A cette fin, Jomâa semble faire de la diplomatie économique le cheval de bataille de son gouvernement. En insistant sur l’apport de ce volet à l’essor économique de la Tunisie, il a annoncé début mars, dans un entretien télévisé, son intention de donner de la densité à ses contacts avec des pays frères et amis.
Le Golfe, un potentiel à mettre du côté de la Tunisie
Fort de cette conviction, le chef du gouvernement a effectué une tournée dans les pays du Golfe (15/19 mars) qui l’a conduit tour à tour aux Émirats Arabes Unis, en Arabie Saoudite, au Qatar, au Koweït et à Bahreïn.
Le maître mot de la visite de Jomâa dans les pays du Golfe était « la promotion de la coopération économique bilatérale». Aux EAU, le message du gouvernement était clair : donner un nouvel élan aux relations bilatérales « rafraîchies » durant la dernière période suite à des divergences de vues au sujet de certains évènements. Les relations tuniso-émiraties ont été, en effet, marquées en 2013 par le retrait de l’ambassadeur émirati à Tunis qui n’a repris son poste qu’en février 2014.

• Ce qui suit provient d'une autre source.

PR #7004, opened 2022-06-23
W-11007593 - BDI Contact Matching Using Duplicate Management

callen-sfdo:
WI: https://gus.lightning.force.com/lightning/r/ADM_Work__c/a07EE00000v9JMIYA2/view

Implements the ability for customers to choose to pre-run their contact duplicate rules for matching contacts in Batch Data Import.
- New option in the BDI Settings UI to allow user to select to use Contact Duplicate rules for Matching
- New UTIL_DuplicateMgmt class that wraps the native DataCloud.findDuplicates method and allows more than 50 records to be passed in at a time
- Changes to BDI_ContactService that branch to new logic if the new option is selected. Also includes a new mapping method to create temp contact SObjects for mapping, logic for selecting a best match, and logic for updating the Data import with the correct contact id if a match is found

# Critical Changes

# Changes
- We've added a new Contact Duplicate Rules matching option for Batch Data Import that runs all active duplicate rules for the Contacts object that are managed in Setup | Duplicate Management.

# Issues Closed

# Community Ideas Delivered

# New Metadata

# Deleted Metadata


force-app/main/default/classes/BDI_ContactService.cls
```diff
@@ -343,7 +393,25 @@ public with sharing class BDI_ContactService {
                 }
 
                 di.put(strCx + 'Imported__c', con.id);
-                di.put(strCx + 'ImportStatus__c', con.id != null ? bdi.statusMatchedExisting() : bdi.statusMatchedNew());
+
+                // Determine correct import status based on the type of matching and whether it matched on an existing
+                // record
+                String importStatus;
```
voduyemi, line 399: Do you think we can make this change a little cleaner?  we could extract this change into its own method and also extract these guard clauses that we use to determine the kind of contact into smaller methods so we improve readability.

force-app/main/default/classes/UTIL_DuplicateMgmt.cls
```diff
@@ -0,0 +1,157 @@
...
+                sObjBatch.add(records[nextObjToProcess]);
+                nextObjToProcess++;
+            }
+
+            objsRemaining = objsRemaining - objsToProcess;
+            // Call duplicate management logic
+            Map<SObject, MatchDetail[]> tempDupeResults = findDuplicates(sObjBatch);
+            
+            // Put results in main return map
+            for (SObject sObj : tempDupeResults.keySet()) {
```
voduyemi, line 102: Can we call the `putAll` operation on the main return map here? since we are not really doing any manipulation of the `tempDupeResults` map

force-app/main/default/classes/ComparisonResult.cls
```diff
@@ -0,0 +1,5 @@
+public class ComparisonResult {
```
voduyemi, line 1: We should remove this class since it is not being used

force-app/main/default/classes/BDI_ContactService.cls
```diff
@@ -1146,6 +1258,15 @@ public with sharing class BDI_ContactService {
         } private set;
     }
 
+    /*******************************************************************************************************
+    * @description whether the Duplicate Management matching option is in the contact matching rules
+    */
+    private boolean isDuplicateManagement {
+        get {
+            return (bdi.diSettings.Contact_Matching_Rule__c == System.Label.bdiContactMatchDupeMgmt ? true : false);
```
voduyemi, line 1266:
```suggestion
            return bdi.diSettings.Contact_Matching_Rule__c == System.Label.bdiContactMatchDupeMgmt;
```

force-app/main/default/classes/BDI_ContactService.cls
```diff
@@ -92,6 +121,26 @@ public with sharing class BDI_ContactService {
         set;
     }
 
+    private Map<String,String> mapDIHomeAddrToContact {
```
voduyemi, line 124: Can we add a unit test to validate this behaviour?

force-app/main/default/classes/BDI_ContactService.cls
```diff
@@ -1168,4 +1289,117 @@ public with sharing class BDI_ContactService {
...
+
+        // Return if there were no sObjects added for dupe matching.
+        if (sObjsForDuplicateManagement == null || sObjsForDuplicateManagement.size() == 0) {
+            return;
+        }   
+
+        sObjToMatchDetails = dupeMgmtUtil.findDuplicatesBulk(new List<SObject>(sObjsForDuplicateManagement));
+
+        // Return if there were no dupe results
+        if (sObjToMatchDetails == null || sObjToMatchDetails.size() == 0) {
```
voduyemi, line 1323: `sObjToMatchDetails` is never going to be `null` because it is newed up in `UTIL_DuplicateMgmt`

force-app/main/default/classes/BDI_ContactService.cls
```diff
@@ -1168,4 +1289,117 @@ public with sharing class BDI_ContactService {
         set;
     }
 
+    /*******************************************************************************************************
+    * @description updates DI records with salesforce ids if it finds a match using duplicate management rules
+    */
+    private void performDuplicateManagement() {
```
voduyemi, line 1295: This method can be further broken down into smaller methods to help with readability here. The population of the list of DIs for `Contact1` and `Contact2` can happen later in processing since we only want to create those lists if we found any duplicates

force-app/main/default/labels/CustomLabels.labels-meta.xml
```diff
@@ -4077,6 +4077,14 @@ To check your GAU Allocation settings, go to Donations | GAU Allocations.</value
         <shortDescription>bdiContactCustomIdError</shortDescription>
         <value>The Contact Custom Unique ID setting field {0} must have matching fields in the NPSP Data Import object whose API Names are {1} and {2}.</value>
     </labels>
+    <labels>
```
voduyemi, line 4080: Do we need to tag Erin here for a review?

voduyemi (changes requested):
Thanks! @callen-sfdo. I left some initial comments, let me know if you would like chat about them.

force-app/main/default/classes/UTIL_DuplicateMgmt.cls
```diff
@@ -0,0 +1,157 @@
...
+*/
+public with sharing class UTIL_DuplicateMgmt {
+
+    /**
+    * @description Returns map of duplicate matching details for the records passed in.  Note:
+    * Will throw error if more than 50 SObjects are passed in.
+    * @param List<sObject> list of Sobjects that duplicates will be located for
+    * @return Map<SObject, BDI_DuplicateService.MatchDetail[]>
+    */
+    public static Map<SObject, MatchDetail[]> findDuplicates(List<SObject> records) {
```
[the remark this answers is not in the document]
callen-sfdo: @voduyemi It doesn't necessarily need to be static although in general I make utility class methods static unless they need to be non-static.  I had to make the findDuplicatesBulk class non-static so that I could mock it correctly.  

For the 50 max limit, the findDuplicates core method already handles that error cleanly so there is no reason to add another layer of error messages/handling.  I actually removed one I had in there since it was redundant.

force-app/main/default/classes/ComparisonResult.cls
callen-sfdo: Yep, I will remove this, forgot to delete it.

force-app/main/default/classes/BDI_ContactService.cls
callen-sfdo: Yeah, I can include it in my existing test method that is creating contact Sobjs using this.

force-app/main/default/labels/CustomLabels.labels-meta.xml
ErinWiedemer: @callen-sfdo I sent you some questions in your WI Chatter feed. I need a little more info on this work and I'll have to pass all UI text through the UI text review team next week.

force-app/main/default/classes/BDI_ContactService.cls
```diff
@@ -92,6 +121,26 @@ public with sharing class BDI_ContactService {
         set;
     }
 
+    private Map<String,String> mapDIHomeAddrToContact {
+        get {
+            mapDIHomeAddrToContact = new Map<String,String> {'Home_Street__c' => 'MailingStreet' ,
```
lparrott, line 126: Is there a risk of namespace issues here?

force-app/main/default/classes/BDI_ContactService.cls
lparrott, line 1266: Is there no longer a way to set Matching Rules per batch? I assume no, but I know there's a field on the DI Batch object.

callen-sfdo: There is, the batch would be converted into Data import settings overriding the default ones if it had different matching criteria.  But we should definitely test it with the new matching method.

force-app/main/default/classes/BDI_ContactService.cls
callen-sfdo: Yeah let me take another look

force-app/main/default/classes/UTIL_DuplicateMgmt.cls
callen-sfdo: Yeah that should work just as well.

force-app/main/default/classes/UTIL_DuplicateMgmt.cls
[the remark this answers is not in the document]
callen-sfdo: We might as well make it private since at most it would save a little processing and could be dangerous.

force-app/main/default/classes/BDI_ContactService.cls
```diff
@@ -1168,4 +1289,117 @@ public with sharing class BDI_ContactService {
...
+            }
+
+            // Only add a contact for matching if there is information for it and there isn't already an Id specified
+            if (di.Contact2Imported__c == null && isContactSpecified(di, 'Contact2')) {
+                addSobjToDIMap(c2SObjectToDIs, di, 2);
+            }
+        }
+
+        // Return if there were no sObjects added for dupe matching.
+        if (sObjsForDuplicateManagement == null || sObjsForDuplicateManagement.size() == 0) {
```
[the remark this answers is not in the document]
callen-sfdo: Will update

force-app/main/default/classes/BDI_ContactService.cls
callen-sfdo: Made these changes.

force-app/main/default/classes/BDI_ContactService.cls
callen-sfdo: Made this update

force-app/main/default/classes/BDI_ContactService.cls
```diff
@@ -959,6 +1013,49 @@ public with sharing class BDI_ContactService {
...
+        // temp object is created.
+        try {
+            for(String homeAddrField : mapDIHomeAddrToContact.keySet()) {
+                BDI_DataImportService.copyDIFieldToDestinationRecord(di, homeAddrField, tempCont, mapDIHomeAddrToContact);
+            }
+        } catch (Exception e) {
+            System.debug('Exception is: ' + e.getMessage() + ' ' + e.getStackTraceString());
+        }
+
+        System.debug('TempContis: ' + tempCont);
```
voduyemi, line 1050:
```suggestion

```
```suggestion

```

voduyemi (changes requested):
Hey @callen-sfdo, looking really good, just some little comments!

force-app/main/default/classes/BDI_ContactService.cls
callen-sfdo: Updated these to dynamically apply namespace

force-app/main/default/classes/BDI_ContactService.cls
```diff
@@ -959,6 +1013,49 @@ public with sharing class BDI_ContactService {
...
+        }
+
+        // Map Home Address fields to contact for matching purposes.  Note that we are not checking to see if it copied
+        // anything since home address is not part of the normal contact mapping and shouldn't be used to determine if a
+        // temp object is created.
+        try {
+            for(String homeAddrField : mapDIHomeAddrToContact.keySet()) {
+                BDI_DataImportService.copyDIFieldToDestinationRecord(di, homeAddrField, tempCont, mapDIHomeAddrToContact);
+            }
+        } catch (Exception e) {
```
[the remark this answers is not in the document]
callen-sfdo: I removed this, I had it in there temporarily and left it in by accident.

force-app/main/default/classes/BDI_ContactService.cls
```diff
@@ -1168,4 +1274,153 @@ public with sharing class BDI_ContactService {
...
+    * enabled and whether dry run was active.
+    * @param di the data import record from which the contact sobj will be generated
+    * @param con The contact 1/2 in context for updating import results.
+    * @param iCx whether the method should look at Contact 1 fields or Contact 2 fields.
+    * return String
+    */
+    private String determineImportStatus (DataImport__c di, Contact con, Integer iCx) {
+        // Determine correct import status based on the type of matching and whether it matched on an existing
+        // record
+        String importStatus;
```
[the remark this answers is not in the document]
callen-sfdo: Sounds good.

force-app/main/default/classes/BDI_ContactService.cls
callen-sfdo: Will do.

ErinWiedemer (approved):
I like the changes, @callen-sfdo.

voduyemi (approved):
Looks good to me, thanks @callen-sfdo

Cette visite avait donc pour objectif de délivrer un message rassurant, à savoir que la situation en Tunisie s’améliore sur le plan politique et sécuritaire et que le terrain était favorable au retour des investissements dans le pays. La visite de la délégation gouvernementale tunisienne en Arabie Saoudite, deuxième étape de son périple dans le Golfe, a été qualifiée de « fructueuse » par le ministre de l’Économie et des Finances Hakim Ben Hammouda qui a fait part de la disposition de la partie saoudienne à concrétiser les intentions d’investissement en projets et conventions. Une bonne partie de l’entretien qu’a eu Jomâa avec le deuxième vice-président du Conseil des ministres saoudien a été consacrée aux affaires économiques, avait-il précisé.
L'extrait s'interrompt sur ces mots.